§ EXERCISE REQUIREMENTS: Show all lines of the listing that hold the word "locally".

(THE DATA)

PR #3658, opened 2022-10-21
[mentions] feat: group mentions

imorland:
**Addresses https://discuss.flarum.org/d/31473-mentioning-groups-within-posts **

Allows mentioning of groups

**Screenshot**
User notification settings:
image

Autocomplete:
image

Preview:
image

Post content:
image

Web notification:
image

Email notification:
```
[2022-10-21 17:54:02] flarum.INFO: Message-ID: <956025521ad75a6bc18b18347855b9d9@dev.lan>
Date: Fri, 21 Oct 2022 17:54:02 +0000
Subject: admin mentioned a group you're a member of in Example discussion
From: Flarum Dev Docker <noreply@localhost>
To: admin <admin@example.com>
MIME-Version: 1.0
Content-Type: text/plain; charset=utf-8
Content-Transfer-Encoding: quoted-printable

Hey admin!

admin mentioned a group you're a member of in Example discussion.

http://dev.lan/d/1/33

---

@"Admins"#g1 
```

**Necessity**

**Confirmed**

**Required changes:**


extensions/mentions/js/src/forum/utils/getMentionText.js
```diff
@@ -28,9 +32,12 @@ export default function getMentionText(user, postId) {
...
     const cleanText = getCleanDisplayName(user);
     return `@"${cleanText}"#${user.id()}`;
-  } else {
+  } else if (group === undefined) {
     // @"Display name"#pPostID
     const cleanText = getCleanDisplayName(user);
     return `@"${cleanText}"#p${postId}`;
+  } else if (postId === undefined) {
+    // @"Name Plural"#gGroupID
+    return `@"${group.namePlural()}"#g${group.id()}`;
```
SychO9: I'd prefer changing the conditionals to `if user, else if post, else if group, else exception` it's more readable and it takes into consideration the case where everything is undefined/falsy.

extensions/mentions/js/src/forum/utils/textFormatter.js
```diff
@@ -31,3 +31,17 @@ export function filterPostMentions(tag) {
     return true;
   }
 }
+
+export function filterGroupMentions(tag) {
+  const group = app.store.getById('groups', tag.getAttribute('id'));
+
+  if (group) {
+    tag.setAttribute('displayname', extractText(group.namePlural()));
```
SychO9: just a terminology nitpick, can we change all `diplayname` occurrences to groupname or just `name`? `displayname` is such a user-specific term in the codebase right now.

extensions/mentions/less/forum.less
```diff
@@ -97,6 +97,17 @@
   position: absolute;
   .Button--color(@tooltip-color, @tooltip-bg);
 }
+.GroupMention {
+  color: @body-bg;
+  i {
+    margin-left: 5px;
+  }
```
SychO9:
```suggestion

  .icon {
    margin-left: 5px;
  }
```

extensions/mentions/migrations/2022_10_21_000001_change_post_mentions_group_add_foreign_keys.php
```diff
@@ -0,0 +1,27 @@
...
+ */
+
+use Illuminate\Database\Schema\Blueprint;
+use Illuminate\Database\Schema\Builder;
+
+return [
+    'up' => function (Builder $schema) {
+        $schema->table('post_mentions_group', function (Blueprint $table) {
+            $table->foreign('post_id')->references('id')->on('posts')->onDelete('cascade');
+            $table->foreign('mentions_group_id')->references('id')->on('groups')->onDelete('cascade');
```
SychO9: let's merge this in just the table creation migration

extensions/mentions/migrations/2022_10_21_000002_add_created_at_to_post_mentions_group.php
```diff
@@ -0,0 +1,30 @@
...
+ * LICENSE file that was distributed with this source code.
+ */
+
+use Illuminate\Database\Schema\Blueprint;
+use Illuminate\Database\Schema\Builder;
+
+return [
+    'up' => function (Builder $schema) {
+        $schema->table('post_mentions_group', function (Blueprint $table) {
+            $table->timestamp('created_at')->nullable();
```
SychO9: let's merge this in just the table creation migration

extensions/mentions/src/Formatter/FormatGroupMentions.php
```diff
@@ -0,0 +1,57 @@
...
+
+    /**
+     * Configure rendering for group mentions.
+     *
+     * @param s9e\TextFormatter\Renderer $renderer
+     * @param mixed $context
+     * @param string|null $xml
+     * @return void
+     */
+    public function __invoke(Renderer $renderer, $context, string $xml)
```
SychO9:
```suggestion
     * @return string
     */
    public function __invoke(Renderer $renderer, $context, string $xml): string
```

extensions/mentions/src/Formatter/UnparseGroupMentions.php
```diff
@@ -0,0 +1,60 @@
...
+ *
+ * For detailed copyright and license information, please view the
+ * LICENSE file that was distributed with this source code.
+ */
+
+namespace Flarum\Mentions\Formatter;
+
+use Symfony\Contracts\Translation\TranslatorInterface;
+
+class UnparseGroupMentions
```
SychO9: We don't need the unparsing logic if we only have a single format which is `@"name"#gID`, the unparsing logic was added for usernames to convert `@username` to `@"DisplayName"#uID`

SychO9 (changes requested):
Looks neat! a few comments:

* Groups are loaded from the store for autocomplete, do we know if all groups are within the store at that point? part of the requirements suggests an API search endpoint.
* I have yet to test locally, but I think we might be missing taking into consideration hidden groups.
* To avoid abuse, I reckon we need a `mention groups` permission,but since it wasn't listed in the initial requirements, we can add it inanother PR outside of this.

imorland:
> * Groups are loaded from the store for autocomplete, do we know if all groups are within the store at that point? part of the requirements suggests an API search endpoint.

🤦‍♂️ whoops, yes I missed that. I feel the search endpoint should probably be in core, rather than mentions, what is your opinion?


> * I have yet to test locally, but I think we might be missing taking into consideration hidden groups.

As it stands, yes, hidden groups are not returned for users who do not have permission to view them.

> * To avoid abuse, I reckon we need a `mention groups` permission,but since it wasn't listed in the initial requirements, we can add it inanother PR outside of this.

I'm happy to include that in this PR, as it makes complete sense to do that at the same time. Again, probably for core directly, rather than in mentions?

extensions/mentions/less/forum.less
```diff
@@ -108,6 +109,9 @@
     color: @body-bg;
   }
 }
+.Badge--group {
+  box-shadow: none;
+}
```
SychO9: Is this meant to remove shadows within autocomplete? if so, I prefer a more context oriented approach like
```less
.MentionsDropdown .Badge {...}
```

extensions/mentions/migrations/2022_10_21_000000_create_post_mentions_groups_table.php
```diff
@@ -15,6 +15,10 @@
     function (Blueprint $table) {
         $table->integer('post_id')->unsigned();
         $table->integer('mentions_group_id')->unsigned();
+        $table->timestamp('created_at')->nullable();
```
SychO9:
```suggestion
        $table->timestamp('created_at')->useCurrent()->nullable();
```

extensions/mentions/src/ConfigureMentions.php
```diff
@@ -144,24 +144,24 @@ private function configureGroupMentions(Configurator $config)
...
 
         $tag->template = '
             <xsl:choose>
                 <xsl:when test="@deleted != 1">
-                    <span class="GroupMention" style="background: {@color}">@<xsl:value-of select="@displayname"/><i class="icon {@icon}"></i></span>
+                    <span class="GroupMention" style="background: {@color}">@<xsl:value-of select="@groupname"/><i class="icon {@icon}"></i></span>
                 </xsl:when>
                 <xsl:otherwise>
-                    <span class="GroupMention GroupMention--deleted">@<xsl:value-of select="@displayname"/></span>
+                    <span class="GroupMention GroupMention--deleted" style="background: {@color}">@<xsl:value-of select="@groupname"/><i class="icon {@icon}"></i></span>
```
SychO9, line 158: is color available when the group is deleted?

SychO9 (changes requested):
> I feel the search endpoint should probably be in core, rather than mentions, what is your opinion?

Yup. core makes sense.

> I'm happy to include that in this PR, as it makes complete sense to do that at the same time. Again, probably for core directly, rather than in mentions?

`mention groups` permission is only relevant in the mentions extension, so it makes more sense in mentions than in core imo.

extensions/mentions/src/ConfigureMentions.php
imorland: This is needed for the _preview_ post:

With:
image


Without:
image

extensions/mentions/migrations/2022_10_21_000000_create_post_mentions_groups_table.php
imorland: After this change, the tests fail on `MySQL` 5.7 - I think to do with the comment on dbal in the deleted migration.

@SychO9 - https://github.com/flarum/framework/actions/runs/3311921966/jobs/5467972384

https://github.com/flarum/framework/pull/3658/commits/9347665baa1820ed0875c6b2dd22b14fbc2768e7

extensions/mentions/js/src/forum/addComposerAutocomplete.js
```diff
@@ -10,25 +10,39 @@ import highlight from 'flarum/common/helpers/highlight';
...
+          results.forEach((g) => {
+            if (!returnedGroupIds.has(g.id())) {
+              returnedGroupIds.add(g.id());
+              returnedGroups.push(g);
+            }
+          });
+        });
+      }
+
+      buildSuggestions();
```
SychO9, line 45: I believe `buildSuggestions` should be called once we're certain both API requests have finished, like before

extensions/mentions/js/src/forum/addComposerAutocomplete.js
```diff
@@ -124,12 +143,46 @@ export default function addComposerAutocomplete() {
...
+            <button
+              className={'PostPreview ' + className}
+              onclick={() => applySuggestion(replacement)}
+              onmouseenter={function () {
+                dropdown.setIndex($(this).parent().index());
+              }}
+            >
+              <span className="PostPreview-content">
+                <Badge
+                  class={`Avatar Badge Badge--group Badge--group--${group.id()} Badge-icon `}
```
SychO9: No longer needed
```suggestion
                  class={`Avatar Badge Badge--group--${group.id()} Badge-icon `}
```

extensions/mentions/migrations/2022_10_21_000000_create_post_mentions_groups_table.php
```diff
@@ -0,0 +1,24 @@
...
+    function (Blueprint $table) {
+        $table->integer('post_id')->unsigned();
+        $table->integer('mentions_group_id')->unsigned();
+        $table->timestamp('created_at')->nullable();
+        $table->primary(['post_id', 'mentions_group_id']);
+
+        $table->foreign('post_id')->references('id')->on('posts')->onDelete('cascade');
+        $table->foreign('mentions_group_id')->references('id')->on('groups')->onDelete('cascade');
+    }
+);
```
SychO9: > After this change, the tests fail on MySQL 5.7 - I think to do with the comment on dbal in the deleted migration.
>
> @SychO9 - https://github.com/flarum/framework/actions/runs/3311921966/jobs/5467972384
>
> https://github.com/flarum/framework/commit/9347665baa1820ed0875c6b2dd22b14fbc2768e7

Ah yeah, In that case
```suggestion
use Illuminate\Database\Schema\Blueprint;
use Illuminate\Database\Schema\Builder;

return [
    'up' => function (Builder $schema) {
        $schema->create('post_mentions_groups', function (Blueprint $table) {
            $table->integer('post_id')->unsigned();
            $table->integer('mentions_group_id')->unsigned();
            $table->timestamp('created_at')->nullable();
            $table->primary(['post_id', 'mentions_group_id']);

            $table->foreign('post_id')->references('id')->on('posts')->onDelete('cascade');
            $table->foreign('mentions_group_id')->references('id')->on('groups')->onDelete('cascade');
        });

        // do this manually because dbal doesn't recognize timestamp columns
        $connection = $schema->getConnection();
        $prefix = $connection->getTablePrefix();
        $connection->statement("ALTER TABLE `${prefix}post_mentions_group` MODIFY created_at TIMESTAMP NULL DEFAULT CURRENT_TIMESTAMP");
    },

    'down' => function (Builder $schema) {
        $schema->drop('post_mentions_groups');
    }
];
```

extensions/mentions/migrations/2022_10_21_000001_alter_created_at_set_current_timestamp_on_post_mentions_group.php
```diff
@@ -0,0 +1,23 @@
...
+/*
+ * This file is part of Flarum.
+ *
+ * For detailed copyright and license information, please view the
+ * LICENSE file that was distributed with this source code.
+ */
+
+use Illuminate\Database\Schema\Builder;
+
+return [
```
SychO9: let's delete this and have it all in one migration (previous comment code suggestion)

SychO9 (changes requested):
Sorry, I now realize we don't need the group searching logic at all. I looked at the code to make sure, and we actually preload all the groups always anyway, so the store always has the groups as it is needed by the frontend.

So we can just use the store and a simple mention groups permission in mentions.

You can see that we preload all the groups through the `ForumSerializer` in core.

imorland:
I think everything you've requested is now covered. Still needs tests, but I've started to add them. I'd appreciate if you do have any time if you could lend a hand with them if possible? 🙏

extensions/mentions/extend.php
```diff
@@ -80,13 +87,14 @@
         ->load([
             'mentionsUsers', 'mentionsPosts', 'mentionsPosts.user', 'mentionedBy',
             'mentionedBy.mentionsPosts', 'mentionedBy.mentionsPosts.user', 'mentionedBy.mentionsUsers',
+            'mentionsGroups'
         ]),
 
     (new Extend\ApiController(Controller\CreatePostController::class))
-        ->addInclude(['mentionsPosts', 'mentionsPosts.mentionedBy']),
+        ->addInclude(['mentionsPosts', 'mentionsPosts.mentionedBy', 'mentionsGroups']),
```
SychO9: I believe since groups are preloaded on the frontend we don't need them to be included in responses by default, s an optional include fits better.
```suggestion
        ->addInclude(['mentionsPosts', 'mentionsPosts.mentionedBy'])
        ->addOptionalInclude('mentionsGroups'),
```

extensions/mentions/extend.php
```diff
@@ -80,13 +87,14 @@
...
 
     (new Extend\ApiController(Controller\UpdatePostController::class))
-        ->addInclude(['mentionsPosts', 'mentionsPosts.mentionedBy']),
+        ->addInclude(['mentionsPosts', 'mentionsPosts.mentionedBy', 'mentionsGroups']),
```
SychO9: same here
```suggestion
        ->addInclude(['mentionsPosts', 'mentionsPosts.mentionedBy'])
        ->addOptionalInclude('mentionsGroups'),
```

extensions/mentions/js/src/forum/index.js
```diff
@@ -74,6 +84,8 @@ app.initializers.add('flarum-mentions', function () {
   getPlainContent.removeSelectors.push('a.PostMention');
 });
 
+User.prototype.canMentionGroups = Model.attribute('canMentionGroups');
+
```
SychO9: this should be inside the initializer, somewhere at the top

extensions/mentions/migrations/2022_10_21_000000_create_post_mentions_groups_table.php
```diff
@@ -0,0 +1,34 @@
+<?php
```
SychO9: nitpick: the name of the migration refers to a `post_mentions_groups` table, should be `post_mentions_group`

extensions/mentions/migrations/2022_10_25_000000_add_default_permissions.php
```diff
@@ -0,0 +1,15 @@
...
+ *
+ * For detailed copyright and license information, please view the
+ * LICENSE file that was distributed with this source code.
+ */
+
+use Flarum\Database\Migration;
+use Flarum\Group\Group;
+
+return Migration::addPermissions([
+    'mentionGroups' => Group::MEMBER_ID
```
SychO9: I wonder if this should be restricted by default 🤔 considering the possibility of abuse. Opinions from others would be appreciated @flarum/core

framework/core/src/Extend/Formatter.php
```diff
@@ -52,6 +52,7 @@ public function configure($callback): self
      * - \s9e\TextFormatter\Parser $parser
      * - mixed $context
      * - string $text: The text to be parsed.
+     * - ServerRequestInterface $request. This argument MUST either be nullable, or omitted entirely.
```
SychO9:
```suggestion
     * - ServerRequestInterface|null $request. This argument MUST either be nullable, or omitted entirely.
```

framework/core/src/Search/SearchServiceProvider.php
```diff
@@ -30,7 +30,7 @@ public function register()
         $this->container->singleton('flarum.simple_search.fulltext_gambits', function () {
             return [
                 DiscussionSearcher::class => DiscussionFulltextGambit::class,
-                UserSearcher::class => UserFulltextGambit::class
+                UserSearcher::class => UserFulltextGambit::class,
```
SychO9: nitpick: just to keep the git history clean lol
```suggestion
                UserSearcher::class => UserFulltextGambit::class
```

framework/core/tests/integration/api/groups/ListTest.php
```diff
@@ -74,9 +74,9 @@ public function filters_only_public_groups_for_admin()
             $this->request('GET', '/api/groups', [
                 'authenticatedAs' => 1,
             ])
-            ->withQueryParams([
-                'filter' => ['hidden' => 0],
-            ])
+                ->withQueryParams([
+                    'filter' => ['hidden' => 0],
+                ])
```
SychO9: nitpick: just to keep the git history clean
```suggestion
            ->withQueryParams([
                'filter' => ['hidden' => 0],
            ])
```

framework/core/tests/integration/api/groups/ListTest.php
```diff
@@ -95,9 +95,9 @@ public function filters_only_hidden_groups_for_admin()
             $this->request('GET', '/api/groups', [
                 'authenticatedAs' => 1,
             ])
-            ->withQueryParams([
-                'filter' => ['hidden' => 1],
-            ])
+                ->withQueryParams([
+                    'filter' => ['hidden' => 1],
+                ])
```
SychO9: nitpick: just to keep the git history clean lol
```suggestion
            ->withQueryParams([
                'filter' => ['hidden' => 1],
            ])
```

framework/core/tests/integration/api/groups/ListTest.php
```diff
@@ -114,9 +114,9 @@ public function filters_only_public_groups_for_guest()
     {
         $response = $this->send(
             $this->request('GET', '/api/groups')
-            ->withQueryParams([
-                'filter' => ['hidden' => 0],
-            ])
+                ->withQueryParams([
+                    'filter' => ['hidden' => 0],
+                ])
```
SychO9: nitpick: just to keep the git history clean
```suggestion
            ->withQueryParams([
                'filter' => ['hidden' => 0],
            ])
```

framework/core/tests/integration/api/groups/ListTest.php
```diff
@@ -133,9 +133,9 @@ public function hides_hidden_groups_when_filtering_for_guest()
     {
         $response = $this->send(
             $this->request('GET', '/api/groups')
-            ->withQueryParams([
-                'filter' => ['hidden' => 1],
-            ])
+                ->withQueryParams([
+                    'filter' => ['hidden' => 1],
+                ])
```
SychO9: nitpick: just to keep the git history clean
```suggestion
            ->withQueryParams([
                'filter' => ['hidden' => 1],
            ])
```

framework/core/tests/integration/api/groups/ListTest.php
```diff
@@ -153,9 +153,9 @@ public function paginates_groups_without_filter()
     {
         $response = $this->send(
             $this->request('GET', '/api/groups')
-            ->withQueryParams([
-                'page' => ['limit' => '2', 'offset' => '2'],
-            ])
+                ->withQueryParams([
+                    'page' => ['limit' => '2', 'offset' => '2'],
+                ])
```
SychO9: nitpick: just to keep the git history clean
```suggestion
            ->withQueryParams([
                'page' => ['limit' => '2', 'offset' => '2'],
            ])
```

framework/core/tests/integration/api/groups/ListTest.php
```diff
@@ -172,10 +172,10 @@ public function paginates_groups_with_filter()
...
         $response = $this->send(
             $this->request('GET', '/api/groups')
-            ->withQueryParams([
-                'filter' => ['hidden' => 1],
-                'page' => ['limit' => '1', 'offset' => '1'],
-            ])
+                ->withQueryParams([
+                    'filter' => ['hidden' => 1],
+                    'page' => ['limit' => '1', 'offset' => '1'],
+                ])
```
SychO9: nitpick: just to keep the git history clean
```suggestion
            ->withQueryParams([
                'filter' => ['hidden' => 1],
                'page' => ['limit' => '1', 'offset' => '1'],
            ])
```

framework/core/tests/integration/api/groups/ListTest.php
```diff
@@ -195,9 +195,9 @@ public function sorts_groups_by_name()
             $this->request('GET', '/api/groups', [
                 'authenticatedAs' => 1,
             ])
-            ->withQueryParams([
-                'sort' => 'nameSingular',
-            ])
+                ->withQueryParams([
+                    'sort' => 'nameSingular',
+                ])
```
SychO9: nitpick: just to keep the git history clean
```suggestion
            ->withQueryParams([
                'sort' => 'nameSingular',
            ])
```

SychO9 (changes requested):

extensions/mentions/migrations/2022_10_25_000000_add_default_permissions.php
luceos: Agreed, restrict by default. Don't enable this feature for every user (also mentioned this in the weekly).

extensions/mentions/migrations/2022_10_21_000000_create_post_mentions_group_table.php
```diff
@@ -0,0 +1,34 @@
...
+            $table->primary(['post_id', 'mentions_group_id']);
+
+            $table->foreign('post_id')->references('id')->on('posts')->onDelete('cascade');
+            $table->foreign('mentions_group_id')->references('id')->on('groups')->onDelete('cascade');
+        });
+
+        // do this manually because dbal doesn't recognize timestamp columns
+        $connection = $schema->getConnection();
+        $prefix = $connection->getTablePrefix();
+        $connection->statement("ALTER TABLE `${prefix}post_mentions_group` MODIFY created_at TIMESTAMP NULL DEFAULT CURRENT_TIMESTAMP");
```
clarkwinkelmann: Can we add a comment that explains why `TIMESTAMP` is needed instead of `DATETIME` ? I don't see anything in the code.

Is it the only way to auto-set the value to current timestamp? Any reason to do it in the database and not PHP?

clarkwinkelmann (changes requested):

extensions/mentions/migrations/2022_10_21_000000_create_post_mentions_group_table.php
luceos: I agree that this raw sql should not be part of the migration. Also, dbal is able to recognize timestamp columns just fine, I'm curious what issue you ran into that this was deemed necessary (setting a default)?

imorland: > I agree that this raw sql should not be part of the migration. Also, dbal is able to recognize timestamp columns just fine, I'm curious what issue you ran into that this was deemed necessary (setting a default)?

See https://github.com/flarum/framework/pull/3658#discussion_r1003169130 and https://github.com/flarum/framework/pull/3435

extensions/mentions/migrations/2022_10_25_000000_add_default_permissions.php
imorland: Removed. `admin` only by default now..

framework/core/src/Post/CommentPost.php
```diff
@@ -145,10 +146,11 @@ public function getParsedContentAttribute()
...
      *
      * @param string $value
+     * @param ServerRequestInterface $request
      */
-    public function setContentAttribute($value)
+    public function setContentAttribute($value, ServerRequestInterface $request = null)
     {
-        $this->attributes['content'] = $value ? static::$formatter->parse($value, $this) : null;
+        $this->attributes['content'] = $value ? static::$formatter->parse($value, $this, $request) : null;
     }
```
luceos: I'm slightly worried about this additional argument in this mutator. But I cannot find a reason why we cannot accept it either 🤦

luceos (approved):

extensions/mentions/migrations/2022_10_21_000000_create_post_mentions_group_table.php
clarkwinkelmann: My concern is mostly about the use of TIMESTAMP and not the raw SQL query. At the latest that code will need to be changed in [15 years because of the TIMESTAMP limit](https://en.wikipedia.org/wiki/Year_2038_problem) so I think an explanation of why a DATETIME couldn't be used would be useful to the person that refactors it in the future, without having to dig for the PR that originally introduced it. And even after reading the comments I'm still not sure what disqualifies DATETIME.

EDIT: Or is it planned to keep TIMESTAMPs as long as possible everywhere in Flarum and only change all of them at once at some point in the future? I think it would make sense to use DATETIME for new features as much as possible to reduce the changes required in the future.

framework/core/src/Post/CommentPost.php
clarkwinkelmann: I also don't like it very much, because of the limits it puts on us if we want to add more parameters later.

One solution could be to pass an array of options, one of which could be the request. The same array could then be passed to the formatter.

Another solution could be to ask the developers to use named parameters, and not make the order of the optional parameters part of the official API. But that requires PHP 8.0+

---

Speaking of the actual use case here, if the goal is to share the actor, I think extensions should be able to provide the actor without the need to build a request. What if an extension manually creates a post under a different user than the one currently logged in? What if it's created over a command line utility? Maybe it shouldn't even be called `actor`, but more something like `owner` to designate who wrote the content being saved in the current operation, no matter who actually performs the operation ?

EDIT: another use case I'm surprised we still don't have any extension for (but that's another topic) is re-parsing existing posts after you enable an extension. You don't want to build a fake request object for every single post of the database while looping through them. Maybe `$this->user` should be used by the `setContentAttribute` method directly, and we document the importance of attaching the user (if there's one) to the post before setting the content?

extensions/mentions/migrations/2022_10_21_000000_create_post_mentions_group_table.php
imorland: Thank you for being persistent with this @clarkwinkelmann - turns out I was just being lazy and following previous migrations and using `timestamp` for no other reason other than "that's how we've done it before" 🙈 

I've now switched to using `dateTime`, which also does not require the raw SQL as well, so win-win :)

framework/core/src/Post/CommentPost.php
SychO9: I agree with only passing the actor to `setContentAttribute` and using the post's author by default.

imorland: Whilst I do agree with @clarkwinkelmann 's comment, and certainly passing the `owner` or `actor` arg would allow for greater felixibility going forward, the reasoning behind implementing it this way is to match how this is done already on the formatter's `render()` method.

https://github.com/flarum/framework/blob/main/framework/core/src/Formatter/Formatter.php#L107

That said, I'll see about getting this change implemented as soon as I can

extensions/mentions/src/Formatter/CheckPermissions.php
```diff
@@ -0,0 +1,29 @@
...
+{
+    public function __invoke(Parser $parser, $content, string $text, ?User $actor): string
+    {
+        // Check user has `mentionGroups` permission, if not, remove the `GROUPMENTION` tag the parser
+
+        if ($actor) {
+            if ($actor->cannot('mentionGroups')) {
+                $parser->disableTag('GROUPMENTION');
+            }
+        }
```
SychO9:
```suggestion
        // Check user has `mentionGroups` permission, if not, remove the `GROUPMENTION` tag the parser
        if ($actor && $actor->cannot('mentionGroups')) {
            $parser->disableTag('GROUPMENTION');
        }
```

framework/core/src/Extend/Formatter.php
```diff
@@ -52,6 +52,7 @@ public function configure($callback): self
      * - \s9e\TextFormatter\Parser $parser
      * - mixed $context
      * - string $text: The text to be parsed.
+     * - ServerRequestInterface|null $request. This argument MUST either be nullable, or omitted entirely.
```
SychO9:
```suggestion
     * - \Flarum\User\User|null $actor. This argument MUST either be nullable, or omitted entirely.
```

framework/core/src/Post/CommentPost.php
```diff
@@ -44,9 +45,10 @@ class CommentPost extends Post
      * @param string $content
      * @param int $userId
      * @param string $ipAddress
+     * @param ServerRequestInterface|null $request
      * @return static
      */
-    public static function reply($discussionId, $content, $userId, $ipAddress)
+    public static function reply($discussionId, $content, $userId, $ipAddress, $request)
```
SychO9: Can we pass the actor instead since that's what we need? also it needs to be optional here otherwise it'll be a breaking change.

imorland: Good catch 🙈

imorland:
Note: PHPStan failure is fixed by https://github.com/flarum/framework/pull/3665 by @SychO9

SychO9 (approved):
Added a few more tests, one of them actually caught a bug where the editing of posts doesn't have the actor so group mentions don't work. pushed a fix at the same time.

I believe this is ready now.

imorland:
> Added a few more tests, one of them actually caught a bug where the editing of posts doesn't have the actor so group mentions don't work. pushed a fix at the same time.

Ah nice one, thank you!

(End THE DATA)

§ EXERCISE RESULT:
* I have yet to test locally, but I think we might be missing taking into consideration hidden groups.
> * I have yet to test locally, but I think we might be missing taking into consideration hidden groups.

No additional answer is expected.